**Task to carry out**
Beneath this line is the data. Output exactly the lines from the line with "PR #1396, opened 2023-08-10" to the line with "mfranzke, line 1: The space", both ends included, and nothing more.

[[ Given information, beginning ]]

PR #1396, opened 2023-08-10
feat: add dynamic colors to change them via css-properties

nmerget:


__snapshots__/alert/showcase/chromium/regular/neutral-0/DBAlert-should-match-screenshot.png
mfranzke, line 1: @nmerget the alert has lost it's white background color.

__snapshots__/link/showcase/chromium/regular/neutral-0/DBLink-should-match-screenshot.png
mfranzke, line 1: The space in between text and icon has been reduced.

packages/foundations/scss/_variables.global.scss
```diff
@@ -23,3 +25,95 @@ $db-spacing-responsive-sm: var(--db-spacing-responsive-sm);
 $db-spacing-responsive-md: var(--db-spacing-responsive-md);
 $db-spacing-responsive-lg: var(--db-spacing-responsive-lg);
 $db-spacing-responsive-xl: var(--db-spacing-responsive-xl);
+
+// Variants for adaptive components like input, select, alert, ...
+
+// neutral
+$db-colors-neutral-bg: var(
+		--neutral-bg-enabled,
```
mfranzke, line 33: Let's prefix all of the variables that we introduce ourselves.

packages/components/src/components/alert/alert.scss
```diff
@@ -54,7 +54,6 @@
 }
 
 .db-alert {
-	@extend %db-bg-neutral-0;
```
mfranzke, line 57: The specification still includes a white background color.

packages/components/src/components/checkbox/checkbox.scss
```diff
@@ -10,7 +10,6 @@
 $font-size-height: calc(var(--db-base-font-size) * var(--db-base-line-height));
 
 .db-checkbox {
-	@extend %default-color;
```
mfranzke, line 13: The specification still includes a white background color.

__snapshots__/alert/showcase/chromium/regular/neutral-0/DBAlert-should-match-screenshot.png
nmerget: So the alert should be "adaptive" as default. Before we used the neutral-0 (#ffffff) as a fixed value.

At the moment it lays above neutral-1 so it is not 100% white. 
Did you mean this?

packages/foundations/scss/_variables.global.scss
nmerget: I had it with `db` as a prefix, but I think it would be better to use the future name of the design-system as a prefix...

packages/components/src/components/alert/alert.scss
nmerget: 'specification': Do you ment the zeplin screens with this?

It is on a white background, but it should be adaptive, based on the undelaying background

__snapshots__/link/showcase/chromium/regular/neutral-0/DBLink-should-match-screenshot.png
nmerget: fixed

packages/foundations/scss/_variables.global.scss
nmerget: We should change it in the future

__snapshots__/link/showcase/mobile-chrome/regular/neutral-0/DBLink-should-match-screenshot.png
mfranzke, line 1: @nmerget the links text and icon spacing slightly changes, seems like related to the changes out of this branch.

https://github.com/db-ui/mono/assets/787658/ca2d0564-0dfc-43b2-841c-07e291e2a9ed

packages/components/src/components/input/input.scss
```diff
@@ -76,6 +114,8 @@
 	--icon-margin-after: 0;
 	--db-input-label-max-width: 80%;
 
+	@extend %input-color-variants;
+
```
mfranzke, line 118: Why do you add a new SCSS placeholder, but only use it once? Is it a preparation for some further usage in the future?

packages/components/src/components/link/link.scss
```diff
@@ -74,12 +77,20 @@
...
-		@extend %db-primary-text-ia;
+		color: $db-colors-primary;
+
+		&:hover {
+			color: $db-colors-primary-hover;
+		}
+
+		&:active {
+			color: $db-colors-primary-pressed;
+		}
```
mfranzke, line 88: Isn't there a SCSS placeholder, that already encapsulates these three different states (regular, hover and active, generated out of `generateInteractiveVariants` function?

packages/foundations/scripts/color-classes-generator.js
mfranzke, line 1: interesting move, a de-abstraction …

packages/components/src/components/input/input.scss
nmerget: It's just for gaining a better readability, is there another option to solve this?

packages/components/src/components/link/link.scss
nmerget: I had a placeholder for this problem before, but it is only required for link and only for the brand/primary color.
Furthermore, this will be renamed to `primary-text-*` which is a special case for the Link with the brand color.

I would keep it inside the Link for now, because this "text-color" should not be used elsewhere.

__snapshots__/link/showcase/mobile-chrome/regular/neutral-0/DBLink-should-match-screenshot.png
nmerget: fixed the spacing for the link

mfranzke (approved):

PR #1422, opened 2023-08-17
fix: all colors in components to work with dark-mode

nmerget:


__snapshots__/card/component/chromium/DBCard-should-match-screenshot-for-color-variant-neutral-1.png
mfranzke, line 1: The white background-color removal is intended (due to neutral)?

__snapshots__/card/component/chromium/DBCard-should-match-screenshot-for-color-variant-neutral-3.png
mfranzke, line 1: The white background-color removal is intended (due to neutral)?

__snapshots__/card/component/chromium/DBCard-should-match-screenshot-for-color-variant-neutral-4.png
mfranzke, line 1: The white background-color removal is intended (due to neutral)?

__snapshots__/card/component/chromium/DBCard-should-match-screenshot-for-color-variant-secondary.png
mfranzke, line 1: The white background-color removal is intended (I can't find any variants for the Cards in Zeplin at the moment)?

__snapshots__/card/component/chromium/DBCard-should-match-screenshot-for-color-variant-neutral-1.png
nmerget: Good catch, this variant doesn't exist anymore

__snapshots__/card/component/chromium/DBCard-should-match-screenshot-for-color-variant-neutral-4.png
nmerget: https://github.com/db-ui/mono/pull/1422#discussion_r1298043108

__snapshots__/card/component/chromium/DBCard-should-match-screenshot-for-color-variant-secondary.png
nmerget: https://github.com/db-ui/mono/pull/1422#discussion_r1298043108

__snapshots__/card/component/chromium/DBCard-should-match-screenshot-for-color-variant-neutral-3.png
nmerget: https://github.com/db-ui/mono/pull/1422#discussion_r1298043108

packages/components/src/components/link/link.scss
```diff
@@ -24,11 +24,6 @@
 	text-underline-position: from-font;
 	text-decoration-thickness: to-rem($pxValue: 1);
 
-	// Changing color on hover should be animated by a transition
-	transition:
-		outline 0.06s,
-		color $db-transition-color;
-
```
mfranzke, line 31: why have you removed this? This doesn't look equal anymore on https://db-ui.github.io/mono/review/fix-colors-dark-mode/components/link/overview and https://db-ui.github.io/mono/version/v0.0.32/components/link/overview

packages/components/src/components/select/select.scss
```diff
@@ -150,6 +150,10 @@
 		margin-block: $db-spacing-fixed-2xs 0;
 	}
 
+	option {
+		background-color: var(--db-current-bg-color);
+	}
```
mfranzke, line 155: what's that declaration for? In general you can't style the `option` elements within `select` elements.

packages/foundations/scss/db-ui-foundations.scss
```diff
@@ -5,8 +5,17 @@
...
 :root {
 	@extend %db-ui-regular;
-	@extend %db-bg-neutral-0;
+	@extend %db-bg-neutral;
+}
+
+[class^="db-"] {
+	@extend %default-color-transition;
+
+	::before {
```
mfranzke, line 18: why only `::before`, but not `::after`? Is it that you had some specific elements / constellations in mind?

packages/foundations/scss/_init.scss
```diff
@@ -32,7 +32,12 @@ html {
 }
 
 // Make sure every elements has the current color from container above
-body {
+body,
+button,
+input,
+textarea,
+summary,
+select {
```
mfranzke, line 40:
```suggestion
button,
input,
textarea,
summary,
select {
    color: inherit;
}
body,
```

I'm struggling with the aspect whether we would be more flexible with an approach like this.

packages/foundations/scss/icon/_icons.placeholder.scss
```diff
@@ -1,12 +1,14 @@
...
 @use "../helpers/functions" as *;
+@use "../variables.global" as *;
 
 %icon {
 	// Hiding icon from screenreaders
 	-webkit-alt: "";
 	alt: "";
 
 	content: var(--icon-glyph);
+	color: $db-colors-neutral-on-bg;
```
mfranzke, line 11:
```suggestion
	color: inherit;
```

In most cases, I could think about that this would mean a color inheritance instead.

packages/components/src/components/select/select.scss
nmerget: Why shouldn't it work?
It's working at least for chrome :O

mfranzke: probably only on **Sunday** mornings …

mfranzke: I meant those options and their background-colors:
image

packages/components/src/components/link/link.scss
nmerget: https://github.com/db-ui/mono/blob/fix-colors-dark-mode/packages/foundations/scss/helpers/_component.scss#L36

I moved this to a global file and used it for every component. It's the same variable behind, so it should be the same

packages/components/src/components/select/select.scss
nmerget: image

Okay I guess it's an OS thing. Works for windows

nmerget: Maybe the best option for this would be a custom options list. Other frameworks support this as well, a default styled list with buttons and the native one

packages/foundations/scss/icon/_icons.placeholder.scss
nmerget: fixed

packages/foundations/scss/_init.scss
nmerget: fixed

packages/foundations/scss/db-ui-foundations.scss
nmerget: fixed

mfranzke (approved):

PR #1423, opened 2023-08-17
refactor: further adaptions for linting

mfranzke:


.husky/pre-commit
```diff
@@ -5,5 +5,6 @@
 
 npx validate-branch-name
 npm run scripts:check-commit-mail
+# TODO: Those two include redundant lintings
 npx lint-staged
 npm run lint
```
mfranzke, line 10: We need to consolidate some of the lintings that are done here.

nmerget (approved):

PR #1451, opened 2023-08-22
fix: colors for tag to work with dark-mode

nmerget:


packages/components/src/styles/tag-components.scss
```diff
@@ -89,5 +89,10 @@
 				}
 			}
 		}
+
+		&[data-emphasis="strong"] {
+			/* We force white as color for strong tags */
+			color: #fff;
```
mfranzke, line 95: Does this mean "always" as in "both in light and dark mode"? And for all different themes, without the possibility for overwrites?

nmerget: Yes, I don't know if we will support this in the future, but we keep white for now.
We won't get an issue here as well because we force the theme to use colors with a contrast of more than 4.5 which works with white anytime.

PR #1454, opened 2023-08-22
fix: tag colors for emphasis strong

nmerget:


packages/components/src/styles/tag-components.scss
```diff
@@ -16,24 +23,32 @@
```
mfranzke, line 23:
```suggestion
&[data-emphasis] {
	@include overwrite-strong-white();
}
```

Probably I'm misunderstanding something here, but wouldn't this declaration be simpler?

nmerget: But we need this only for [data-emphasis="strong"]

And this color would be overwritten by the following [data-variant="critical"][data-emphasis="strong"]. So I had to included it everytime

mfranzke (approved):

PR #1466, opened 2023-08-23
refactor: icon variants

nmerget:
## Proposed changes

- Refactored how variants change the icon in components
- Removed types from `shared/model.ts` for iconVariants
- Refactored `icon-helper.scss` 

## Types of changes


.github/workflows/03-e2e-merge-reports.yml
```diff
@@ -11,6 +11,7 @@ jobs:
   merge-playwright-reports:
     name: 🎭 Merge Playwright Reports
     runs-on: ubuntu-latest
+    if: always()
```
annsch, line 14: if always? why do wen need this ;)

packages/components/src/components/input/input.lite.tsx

[[ Given information, end ]]
[[ Given information, beginning ]]

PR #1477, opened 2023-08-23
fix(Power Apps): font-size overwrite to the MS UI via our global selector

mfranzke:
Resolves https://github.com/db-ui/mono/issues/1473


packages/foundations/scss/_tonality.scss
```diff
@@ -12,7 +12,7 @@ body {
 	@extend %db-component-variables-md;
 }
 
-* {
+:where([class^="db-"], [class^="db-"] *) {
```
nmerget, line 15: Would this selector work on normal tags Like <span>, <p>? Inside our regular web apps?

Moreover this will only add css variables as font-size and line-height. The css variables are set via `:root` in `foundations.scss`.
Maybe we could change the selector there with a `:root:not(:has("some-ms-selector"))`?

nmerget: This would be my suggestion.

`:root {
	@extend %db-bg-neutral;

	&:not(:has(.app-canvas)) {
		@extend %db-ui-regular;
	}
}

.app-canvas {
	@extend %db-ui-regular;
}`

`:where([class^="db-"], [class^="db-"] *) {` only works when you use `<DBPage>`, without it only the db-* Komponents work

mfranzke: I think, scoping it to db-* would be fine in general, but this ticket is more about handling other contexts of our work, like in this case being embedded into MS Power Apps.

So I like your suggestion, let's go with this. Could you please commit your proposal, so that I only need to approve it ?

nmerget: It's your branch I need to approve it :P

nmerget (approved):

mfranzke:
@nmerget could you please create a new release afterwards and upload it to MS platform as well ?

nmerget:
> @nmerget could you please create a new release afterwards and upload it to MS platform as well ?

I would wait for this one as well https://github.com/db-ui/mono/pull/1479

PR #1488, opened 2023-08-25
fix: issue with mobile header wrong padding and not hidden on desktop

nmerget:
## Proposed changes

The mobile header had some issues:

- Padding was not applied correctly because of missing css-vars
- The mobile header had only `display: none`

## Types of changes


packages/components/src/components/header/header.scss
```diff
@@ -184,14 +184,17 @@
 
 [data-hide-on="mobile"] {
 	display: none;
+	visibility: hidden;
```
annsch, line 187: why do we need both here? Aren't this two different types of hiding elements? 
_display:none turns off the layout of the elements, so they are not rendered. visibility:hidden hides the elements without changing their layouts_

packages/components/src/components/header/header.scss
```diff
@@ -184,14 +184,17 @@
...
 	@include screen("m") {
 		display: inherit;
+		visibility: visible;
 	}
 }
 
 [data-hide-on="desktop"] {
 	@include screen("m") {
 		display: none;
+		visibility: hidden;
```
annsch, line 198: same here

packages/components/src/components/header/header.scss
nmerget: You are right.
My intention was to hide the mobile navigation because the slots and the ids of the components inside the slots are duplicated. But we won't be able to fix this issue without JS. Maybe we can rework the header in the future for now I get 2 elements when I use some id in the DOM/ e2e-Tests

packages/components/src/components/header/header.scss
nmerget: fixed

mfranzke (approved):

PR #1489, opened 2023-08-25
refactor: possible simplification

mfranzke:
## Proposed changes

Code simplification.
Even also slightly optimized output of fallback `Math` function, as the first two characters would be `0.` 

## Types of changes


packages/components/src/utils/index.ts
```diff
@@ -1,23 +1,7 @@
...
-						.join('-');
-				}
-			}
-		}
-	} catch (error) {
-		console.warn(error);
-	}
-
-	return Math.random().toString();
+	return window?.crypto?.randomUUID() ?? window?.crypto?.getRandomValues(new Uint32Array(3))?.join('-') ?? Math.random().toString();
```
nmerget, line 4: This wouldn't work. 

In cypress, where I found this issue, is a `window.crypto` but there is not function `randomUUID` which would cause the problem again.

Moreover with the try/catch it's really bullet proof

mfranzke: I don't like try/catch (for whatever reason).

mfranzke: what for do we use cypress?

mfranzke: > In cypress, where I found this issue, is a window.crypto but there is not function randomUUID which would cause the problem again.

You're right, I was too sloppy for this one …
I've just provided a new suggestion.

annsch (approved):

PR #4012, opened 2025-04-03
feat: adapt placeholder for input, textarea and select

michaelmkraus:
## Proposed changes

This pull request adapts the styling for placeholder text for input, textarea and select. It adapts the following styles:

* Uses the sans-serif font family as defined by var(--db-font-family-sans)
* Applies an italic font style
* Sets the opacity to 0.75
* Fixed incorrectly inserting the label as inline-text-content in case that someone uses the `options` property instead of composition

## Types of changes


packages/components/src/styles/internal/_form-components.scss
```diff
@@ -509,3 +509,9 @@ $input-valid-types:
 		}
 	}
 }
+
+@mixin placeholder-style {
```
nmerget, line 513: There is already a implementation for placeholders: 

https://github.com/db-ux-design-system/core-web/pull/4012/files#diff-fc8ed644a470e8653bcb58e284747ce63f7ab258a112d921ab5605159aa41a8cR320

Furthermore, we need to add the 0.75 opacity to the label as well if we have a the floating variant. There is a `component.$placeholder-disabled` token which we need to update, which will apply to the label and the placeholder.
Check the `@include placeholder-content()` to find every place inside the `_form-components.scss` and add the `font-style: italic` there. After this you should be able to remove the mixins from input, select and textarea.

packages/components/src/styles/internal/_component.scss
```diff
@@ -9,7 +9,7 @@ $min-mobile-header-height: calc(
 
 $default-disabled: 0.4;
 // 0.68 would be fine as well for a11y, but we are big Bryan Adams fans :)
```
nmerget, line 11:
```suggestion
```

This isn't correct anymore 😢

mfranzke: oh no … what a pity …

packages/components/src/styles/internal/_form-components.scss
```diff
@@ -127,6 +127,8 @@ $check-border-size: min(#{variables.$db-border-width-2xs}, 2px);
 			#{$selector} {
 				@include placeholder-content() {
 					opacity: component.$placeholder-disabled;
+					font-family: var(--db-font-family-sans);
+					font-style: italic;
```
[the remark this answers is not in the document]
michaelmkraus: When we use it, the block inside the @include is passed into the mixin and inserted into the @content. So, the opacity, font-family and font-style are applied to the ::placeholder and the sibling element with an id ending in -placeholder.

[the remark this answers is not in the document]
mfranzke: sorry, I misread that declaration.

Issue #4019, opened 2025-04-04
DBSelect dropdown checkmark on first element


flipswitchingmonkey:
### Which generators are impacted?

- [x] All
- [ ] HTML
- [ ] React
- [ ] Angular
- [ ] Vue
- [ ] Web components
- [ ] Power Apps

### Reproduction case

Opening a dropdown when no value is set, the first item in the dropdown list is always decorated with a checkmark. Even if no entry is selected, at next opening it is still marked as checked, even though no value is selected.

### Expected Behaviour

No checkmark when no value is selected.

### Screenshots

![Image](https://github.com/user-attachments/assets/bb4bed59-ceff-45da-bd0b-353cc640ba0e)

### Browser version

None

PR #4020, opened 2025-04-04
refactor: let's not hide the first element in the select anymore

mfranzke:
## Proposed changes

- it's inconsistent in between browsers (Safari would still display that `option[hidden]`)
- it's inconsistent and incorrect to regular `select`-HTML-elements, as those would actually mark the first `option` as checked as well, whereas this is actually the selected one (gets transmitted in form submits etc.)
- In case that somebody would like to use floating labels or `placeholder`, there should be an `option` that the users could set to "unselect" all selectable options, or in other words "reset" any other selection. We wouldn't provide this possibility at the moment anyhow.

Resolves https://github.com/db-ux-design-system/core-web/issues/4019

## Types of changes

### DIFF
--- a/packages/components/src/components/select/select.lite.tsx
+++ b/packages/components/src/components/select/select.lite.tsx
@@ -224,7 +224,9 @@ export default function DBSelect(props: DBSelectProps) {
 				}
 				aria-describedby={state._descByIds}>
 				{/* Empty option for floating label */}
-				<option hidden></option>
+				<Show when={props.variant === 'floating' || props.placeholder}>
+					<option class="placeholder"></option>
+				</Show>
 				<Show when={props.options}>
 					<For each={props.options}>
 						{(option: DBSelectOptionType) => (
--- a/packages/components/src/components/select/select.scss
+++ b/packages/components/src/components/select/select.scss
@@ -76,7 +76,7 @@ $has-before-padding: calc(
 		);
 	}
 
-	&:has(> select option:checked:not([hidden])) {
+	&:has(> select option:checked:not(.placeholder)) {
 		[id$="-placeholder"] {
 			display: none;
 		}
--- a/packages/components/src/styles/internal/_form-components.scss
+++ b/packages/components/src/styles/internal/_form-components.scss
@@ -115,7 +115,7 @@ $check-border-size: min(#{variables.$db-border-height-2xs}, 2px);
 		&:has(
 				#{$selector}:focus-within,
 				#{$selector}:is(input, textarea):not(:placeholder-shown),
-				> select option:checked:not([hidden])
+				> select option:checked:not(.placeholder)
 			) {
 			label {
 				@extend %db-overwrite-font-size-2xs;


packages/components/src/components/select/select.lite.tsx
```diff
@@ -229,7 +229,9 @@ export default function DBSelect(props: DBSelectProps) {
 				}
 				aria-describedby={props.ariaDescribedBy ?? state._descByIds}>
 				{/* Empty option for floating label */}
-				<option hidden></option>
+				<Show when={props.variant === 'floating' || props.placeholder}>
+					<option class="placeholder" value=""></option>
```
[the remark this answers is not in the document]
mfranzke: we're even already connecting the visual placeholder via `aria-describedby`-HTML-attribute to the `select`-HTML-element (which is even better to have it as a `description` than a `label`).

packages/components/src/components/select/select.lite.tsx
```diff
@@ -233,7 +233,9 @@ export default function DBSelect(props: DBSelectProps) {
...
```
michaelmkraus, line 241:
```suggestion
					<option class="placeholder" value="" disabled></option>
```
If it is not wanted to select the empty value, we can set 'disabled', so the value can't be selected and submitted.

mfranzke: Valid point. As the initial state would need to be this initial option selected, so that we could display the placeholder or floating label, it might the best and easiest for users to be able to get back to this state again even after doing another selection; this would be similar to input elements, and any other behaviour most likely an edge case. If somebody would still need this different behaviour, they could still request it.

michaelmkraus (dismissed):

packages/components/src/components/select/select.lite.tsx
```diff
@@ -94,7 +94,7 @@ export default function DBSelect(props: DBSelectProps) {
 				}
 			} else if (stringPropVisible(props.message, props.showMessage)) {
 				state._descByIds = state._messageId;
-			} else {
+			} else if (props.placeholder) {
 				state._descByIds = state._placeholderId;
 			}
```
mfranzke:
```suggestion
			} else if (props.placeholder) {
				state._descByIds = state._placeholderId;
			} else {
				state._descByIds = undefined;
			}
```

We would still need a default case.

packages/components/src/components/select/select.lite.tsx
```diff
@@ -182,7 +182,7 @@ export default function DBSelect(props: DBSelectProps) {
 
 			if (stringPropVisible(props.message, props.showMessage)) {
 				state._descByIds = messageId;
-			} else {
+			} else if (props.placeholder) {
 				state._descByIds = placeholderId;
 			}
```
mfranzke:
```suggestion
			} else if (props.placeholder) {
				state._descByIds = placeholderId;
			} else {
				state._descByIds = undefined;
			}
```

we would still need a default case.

[[ Given information, end ]]

**Response to the exercise**
PR #1396, opened 2023-08-10
feat: add dynamic colors to change them via css-properties

nmerget:


__snapshots__/alert/showcase/chromium/regular/neutral-0/DBAlert-should-match-screenshot.png
mfranzke, line 1: @nmerget the alert has lost it's white background color.

__snapshots__/link/showcase/chromium/regular/neutral-0/DBLink-should-match-screenshot.png
mfranzke, line 1: The space in between text and icon has been reduced.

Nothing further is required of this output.